Минут десять они молчали, только сидели, разделенные письменным столом, улыбались и смотрели друг на друга.
— Час назад Мыловаров принес свою повинную голову, — сказала Алика, — поведал, как с похмелья наговорил тебе всякой чепухи. Не придавай значения его болтовне.
— Это моя вина, — возразил Линяев, посуровев.
— Теперь ты бьешь себя в грудь… Надо было мне развестись сразу. И я, поверь, перевела на заявления не одну пачку бумаги. Но стоило только представить, какая польется грязь в суде… Впрочем, и это ничего не решает: разведена я или нет. Все равно, если ты журналист-женщина, найдут, каких на тебя навешать собак… Ну да что я разнюнилась. — Алина улыбнулась. — На моем месте радоваться надо. Я все-таки тебя нашла. А многие так и не находят. Так что я счастливейшая из женщин. Но сколько без тебя пропало напрасных лет! Как это несправедливо!
— Ты твердо уверена, что я — он самый, тот, которого ищут?
— Абсолютно! Ты единственный, и потому ошибка исключена. Поздно ты забеспокоился, Линяев, ты уже мой!
Линяев окончательно понял, что теперь, если все-таки наступит необходимость прощаться с жизнью, делать это ему будет значительно трудней, чем до знакомства с Алиной.
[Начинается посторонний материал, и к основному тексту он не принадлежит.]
Issue #3102, opened 2016-03-28
Rejected promises are returned as successful status codes


mynameiscoffey:
Not sure if intended or not since there isn't anything either way in the tests or documentation, but when you reply with a Promise from a server route and that promise is rejected, hapi will return a successful status code and serialize the rejection reason as the body of the response.  It looks like resolving OR rejecting any object that is not an instance of Error is treated as a successful response, while resolving OR rejecting any object that IS an instance of Error is treated as an unsuccessful response. 

This feels very counter to how Promises are supposed to be used.  If this is expected, is there a recommended approach to turning rejected promises into an error status?

hueniverse:
Test case?

mynameiscoffey:
```
server.route({
  method: 'GET',
  path: '/',
  handler: (request, reply) => {
    reply(new Promise((res, rej) => { throw "up"; })); // returns 200 OK
  }
});
```

```
server.route({
  method: 'GET',
  path: '/',
  handler: (request, reply) => {
    reply(Promise.reject({ err: 'some issue'})); // returns 200 OK
  }
});
```

```
// idk why you would want to do this...
server.route({
  method: 'GET',
  path: '/',
  handler: (request, reply) => {
    reply(Promise.resolve(new Error("something"))); // returns 500 Server Error
  }
});
```

garthk:
What expected behaviour do you want for these?

0. Rejecting with a non-Error
0. Resolving with an Error

I'd expect 500 for both, with suitable detail in the log's fine print. Hapi's half way there already.

ilyaigpetrov:
Also would be nice if hapi could reply with an error on Promise `unhandledRejection`:
```javascript

const thirdPartyCode = function(next) {

        new Promise( (resolve, reject) => {

            console.log('Throwing!');
            throw new Error('Nobody catches me!');

        } )
            .then( next )
            // .catch( reply ) // Oh no, we forgot to add a catch!
        return 'Please, use callback.';

};

server.route({
    method: 'GET',
    path: '/',
    handler: function(request, reply) {
        return thirdPartyCode( reply ); // Reply never called.
        // return Promise.resolve( thirdPartyCode( reply ) ).catch( reply ); // Always use a con...
    }
});

process.on( 'unhandledRejection', () => console.log('UNHANDLED! Sorry.') );
```

nlf:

Но он так же глубоко был уверен, что не жалеет об этом. Он тоже искал ее, Алину, и вот нашел. При всем при том он тоже счастливчик. И ему повезло, а другие ищут до сих пор.
Ему еще оставалось закончить кое-какие дела. Пока он бегал по студии, Алина терпеливо ждала. Потом они зашли в детсад к малышу.
— Правда, он похож только на меня? — уверенно спросила Алина, ероша волосы мальчика.
У малыша чужие синие глаза, чужой короткий нос и совершенно непохожий рот, большой, толстогубый и улыбчивый. Но Линяев, не колеблясь, подтвердил:
— Да, похож, и только на тебя.
Он не кривил душой. Это в самом деле могло быть так. При чем тут глаза, нос и уши, если существуют более тонкие черты похожести. Алина — мать, и не ей ли лучше знать, на кого из двоих похож малыш. Впрочем, она и не ждала другого ответа.